▶ _Problem to solve_: The records that follow must be repeated exactly, line by line.

***

PR #213, opened 2016-04-15
No latest directory was created

NeckBeardPrince:
Clicking on "Quickly learn how to use Kong with the 5-minute Quickstart." in a how to install Kong page causes an error because it's looking for /docs/latest but there is no /latest created.

https://getkong.org/install/vagrant/

fyi not at all a frontend guy..


ahmadnassri:
good catch! thanks for reporting.

PR #698, opened 2018-05-09
doc(api) Synch the certs admin API with Kong  branch

kikito:
This PR documents changes that are currently happening on the `next` branch in Kong, in which we moved SSL certificates from the old DAO to the new one.

Summary of changes:

* `ssl_certificate_id` field renamed to `certificate_id`
* Slight change in the way the `snis` pseudo attribute works on `/certificates` (previously it could be a string, now it must be an array)
* `PUT` changes in both `/certificates` and `/snis`
* snis have now a primary key `id` (a UUID). The `name` field is indexed but not the primary key any more.
* because of the previous change, a lot of endpoint now accept `name or id` instead of just `name`.

### DIFF
--- a/app/docs/0.14.x/admin-api.md
+++ b/app/docs/0.14.x/admin-api.md
@@ -1,0 +1,2591 @@
+---
+title: Admin API
+
+api_body: |
+    Attribute | Description
+    ---:| ---
+    `name`                        | The API name.
+    `hosts`<br>*semi-optional*    | A comma-separated list of domain names that point to your API. For example: `example.com`. At least one of `hosts`, `uris`, or `methods` should be specified.
+    `uris`<br>*semi-optional*     | A comma-separated list of URIs prefixes that point to your API. For example: `/my-path`. At least one of `hosts`, `uris`, or `methods` should be specified.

***

▶ _Response for this exercise_:
PR #213, opened 2016-04-15
No latest directory was created

NeckBeardPrince:
Clicking on "Quickly learn how to use Kong with the 5-minute Quickstart." in a how to install Kong page causes an error because it's looking for /docs/latest but there is no /latest created.

https://getkong.org/install/vagrant/

fyi not at all a frontend guy..


ahmadnassri:
good catch! thanks for reporting.

PR #698, opened 2018-05-09
doc(api) Synch the certs admin API with Kong  branch

kikito:
This PR documents changes that are currently happening on the `next` branch in Kong, in which we moved SSL certificates from the old DAO to the new one.

Summary of changes:

* `ssl_certificate_id` field renamed to `certificate_id`
* Slight change in the way the `snis` pseudo attribute works on `/certificates` (previously it could be a string, now it must be an array)
* `PUT` changes in both `/certificates` and `/snis`
* snis have now a primary key `id` (a UUID). The `name` field is indexed but not the primary key any more.
* because of the previous change, a lot of endpoint now accept `name or id` instead of just `name`.

### DIFF
--- a/app/docs/0.14.x/admin-api.md
+++ b/app/docs/0.14.x/admin-api.md
@@ -1,0 +1,2591 @@
+---
+title: Admin API
+
+api_body: |
+    Attribute | Description
+    ---:| ---
+    `name`                        | The API name.
+    `hosts`<br>*semi-optional*    | A comma-separated list of domain names that point to your API. For example: `example.com`. At least one of `hosts`, `uris`, or `methods` should be specified.
+    `uris`<br>*semi-optional*     | A comma-separated list of URIs prefixes that point to your API. For example: `/my-path`. At least one of `hosts`, `uris`, or `methods` should be specified.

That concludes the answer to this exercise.